Based on the foregoing embodiment, as an optional embodiment, the obtaining unit 301 is specifically configured to:
the data sending end and the data receiving end respectively generate and acquire the quantum shared key through a quantum key distribution protocol.
Based on the foregoing embodiment, as an optional embodiment, the obtaining unit 301 is specifically configured to:
the data sending end generates a quantum shared key through a quantum key distribution protocol;
and the data sending end sends the quantum shared key to the data receiving end through the secret channel.
Based on the foregoing embodiment, as an optional embodiment, the first generating unit 302 is specifically configured to:
encrypting the plaintext data through a quantum shared key to generate ciphertext data;
generating a first hash value by performing hash operation on ciphertext data of a data sending end and a shared key;
and sending the ciphertext data and the first hash value to a receiving end.

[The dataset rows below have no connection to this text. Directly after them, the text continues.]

PR #5704, opened 2026-07-27
fix(helm): quote extra_args/extraArgs env values to prevent broken YAML

chassing:
## Summary
- `INTEGRATION_EXTRA_ARGS` was interpolated in the Helm chart as `value: "{{ ... }}"` without escaping. Any `extra_args`/`extraArgs` value containing a literal double quote (e.g. a JSON payload passed to `--keycloak-instances` for `rhidp-sso-client-api`) produced invalid YAML, causing `helm template` to fail with `did not find expected key`.
- Fixed both occurrences (`$shard.extra_args` for regular Deployments, `$integration.extraArgs` for CronJob-based integrations) to use the `quote` template function, which properly escapes embedded quotes.

## Test plan
- Added `test_template_extra_args_with_embedded_quotes` in `reconcile/test/utils/test_helm.py`, reproducing an `extra_args` value with embedded JSON/double quotes.
- Verified the test fails with the old (unfixed) template (`HelmTemplateError: ... did not find expected key`) and passes with the fix.
- `uv run pytest reconcile/test/utils/test_helm.py` — 29 passed.
- `uv run ruff check` / `ruff format --check` clean.

## Summary by CodeRabbit

* **Bug Fixes**
  * Improved Helm rendering of `INTEGRATION_EXTRA_ARGS` to handle values containing embedded double quotes, avoiding incorrect YAML escaping in generated Deployments/StatefulSets and CronJobs.
* **Tests**
  * Added a new Helm fixture covering JSON-like `extra_args` with embedded quotes.
  * Added a pytest that asserts rendered manifests match the fixture output.

### DIFF
--- a/helm/qontract-reconcile/templates/template.yaml
+++ b/helm/qontract-reconcile/templates/template.yaml
@@ -368,7 +368,7 @@ objects:
             value: {{ $integration.name }}
           {{- with $shard.extra_args }}
           - name: INTEGRATION_EXTRA_ARGS
-            value: "{{ $shard.extra_args }}"
+            value: {{ $shard.extra_args | quote }}
           {{- end }}
           - name: SLEEP_DURATION_SECS
             {{- if $integration.sleepDurationSecs }}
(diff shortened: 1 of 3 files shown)


hemslo (approved):
LGTM!

PR #5706, opened 2026-07-27
fix(glhk) Filter push pipelines

rhur-pixel:
## Summary

Simplify the OMM pipeline filter to remove ALL push-source pipelines instead of only those matching the current MR sha. Push pipelines in app-interface are exclusively artifacts of `rebase(skip_ci=True)` and carry no meaningful CI signal.

## Problem

The current filter (`p.sha == mr.sha and p.source == "push"`) has two failure modes that cause wasted reconcile loops:

1. **Stale sha from list API**: GitLab's list endpoint caches MR sha for ~60s after a rebase. When `mr.sha` is stale, the filter fails to match push pipelines at the real (new) sha, causing them to leak through as RUNNING → `waiting-pipeline` for one extra loop.

2. **Cascading push from prior rebases**: When a member needs multiple skip-ci-rebases (e.g., target moves because another member merged), push pipelines from earlier rebases have a different sha than the current one. The filter only removes push at the current sha, letting older push pipelines leak through as RUNNING.

Both issues cause unnecessary `waiting-pipeline` loops (~60-80s each) without affecting correctness — the leaked push pipeline always shows as RUNNING/PENDING, never causing a false merge.

### Push pipelines are exclusively skip-ci-rebase artifacts

Verified via GitLab API (2026-07-27):

- **27 same-project MRs** checked: 26 have zero push pipelines. The 1 exception (MR !198782) was an OMM member that went through skip-ci-rebase.
- **MR !198599** (rebased 20+ times via normal rebase, never OMM'd): zero push pipelines across 20 pipeline entries.
- **No `.gitlab-ci.yml`** exists in app-interface or its forks. 

### Mechanism

- Normal `mr.rebase()`: creates `merge_request_event` pipeline on fork → external CI posts status as `source=external`. No push.
- `mr.rebase(skip_ci=True)`: MRE pipeline is SKIPPED → fork/project gets an empty `push` pipeline → external CI status attaches to it.

Push pipelines have only been observed as artifacts of `skip_ci=True` rebase. Without `.gitlab-ci.yml` in the project or forks, no mechanism exists for creating push pipelines with meaningful CI jobs.

### Test run observations (2026-07-27)

- MR !198703 (Group 4): stale sha caused `cf69fcb7 push` to leak through filter on first loop → unnecessary `waiting-pipeline`. With the new filter, it would have immediately seen `a8f06f13 success external` and proceeded.
- MR !198774 (Group 5): stuck on `waiting-pipeline running` for 5 consecutive loops. Without probe data we cannot confirm whether this was a leaked push pipeline or genuinely slow external CI, but the new filter eliminates the former possibility.

## Risk Assessment

| Risk | Status | Evidence |
|------|--------|----------|
| Same-project MRs with push-only CI | Eliminated | 27 same-project MRs checked, none have push without OMM |
| Formation admits member that processing can't evaluate | Eliminated | Push only appears after formation (from skip-ci-rebase) |
| Empty pipeline list causing infinite wait | Eliminated | External pipelines always exist alongside push |

## Summary by CodeRabbit

* **Bug Fixes**
  * Improved pipeline filtering for OMM member merge handling.
  * Push pipelines from earlier rebases are now excluded reliably, even when their commit differs from the merge request’s current commit.
* **Tests**
  * Added coverage to verify correct merge processing when prior rebase pipelines are present.


hemslo (approved):
LGTM — well-evidenced fix with clear risk analysis. The broadened filter is safe given the audit data.

reconcile/test/test_gitlab_housekeeping.py
```diff
@@ -3027,14 +3027,14 @@ def test_omm_group_unhandled_status_rebased_stays_active(
     [("abc123", None), (None, "abc123")],
     ids=["merge-commit", "squash-commit"],
 )
-def test_omm_group_fork_pipeline_post_rebase_filtered_merges(
+def test_omm_group_push_pipeline_filtered_even_at_different_sha(
```
hemslo, line 3030: Nit: the section header just above (line 3022: `# --- Fork pipeline SHA filtering in OMM group ---`) is slightly stale now — the test is about push-source filtering, no longer SHA filtering. Maybe `# --- Push pipeline filtering in OMM group ---`?

PR #785, opened 2024-01-30
fix: operators can only edit their own operations

BCerki:
https://github.com/orgs/bcgov/projects/122/views/2?pane=issue&itemId=51179688

### DIFF
--- a/bc_obps/registration/tests/utils/bakers.py
+++ b/bc_obps/registration/tests/utils/bakers.py
@@ -58,7 +58,6 @@ def operation_baker(operator_id=None):
     if operator_id:
         return baker.make(
             Operation,
-            operator=operator_baker(),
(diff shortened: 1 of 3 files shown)


bc_obps/registration/tests/utils/bakers.py
```diff
@@ -54,7 +54,17 @@ def operator_baker():
     )
 
 
-def operation_baker():
+def operation_baker(operator_id=None):
+    if operator_id:
+        return baker.make(
+            Operation,
+            operator=operator_baker(),
```
Sepehr-Sobhani, line 61: This `operator` assignment is redundant since we are passing the `operator_id` on line 65.

Sepehr-Sobhani (approved):
🤩 Looks great! Just a tweak is required.

PR #789, opened 2024-01-31
387 add custom history user

Sepehr-Sobhani:
[ISSUE 387](https://github.com/orgs/bcgov/projects/122/views/2?pane=issue&itemId=48609626)


andrea-williams (commented):
Do we also need to capture the date of the change along with the user ID, or is that automatically captured by the django history package (don't know the proper name for it) we're using?

Sepehr-Sobhani:
> Do we also need to capture the date of the change along with the user ID, or is that automatically captured by the django history package (don't know the proper name for it) we're using?
> 
> Also flagging for you that there's a merge conflict in one of the migration files. Probably because I took too long to review this. Sorry!

That's correct, django simple history package by default takes care of the `created_at` and `updated_at` data fields.
No worries, Thanks for reviewing this PR :)

andrea-williams (approved):
Code LGTM so I'm happy, although it looks like the action for backend tests failed???

Sepehr-Sobhani:
> Code LGTM so I'm happy, although it looks like the action for backend tests failed???

Should be fixed now, Thank you!

Issue #750, opened 2024-01-26
Refine Landing Page Layout & Font Size


nanyangpro:
As requested by @hannavovk and discussed with @marcellmueller - The landing page design has been refined with the layout and font updated.

This ticket is for implementing the refinements according to [the latest design](https://www.figma.com/file/LsDmLDCdnJqI8UahyqvOD8/OBPS-App-Designs?type=design&node-id=2688-6375&mode=design&t=M6fDYE2TCClt3dDZ-4) (more details in the comment threads in Figma).

PR #792, opened 2024-01-31
750 refine homepage

marcellmueller:
Implements #750 

This also removes the login buttons in the nav which I will miss for ease of access. Though I'm sure we'll get used to using the landing page logins instead.

### DIFF
--- a/client/app/components/navigation/Session.tsx
+++ b/client/app/components/navigation/Session.tsx
@@ -1,4 +1,3 @@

Based on the foregoing embodiment, as an optional embodiment, the first generating unit 302 is further specifically configured to:
encrypting the plaintext data through a quantum shared key to generate ciphertext data;
generating a first hash value by performing hash operation on ciphertext data of a data sending end and a shared key;
encrypting the first hash value through the shared key to generate a first encrypted hash value;
and sending the ciphertext data and the first encrypted hash value to a receiving end.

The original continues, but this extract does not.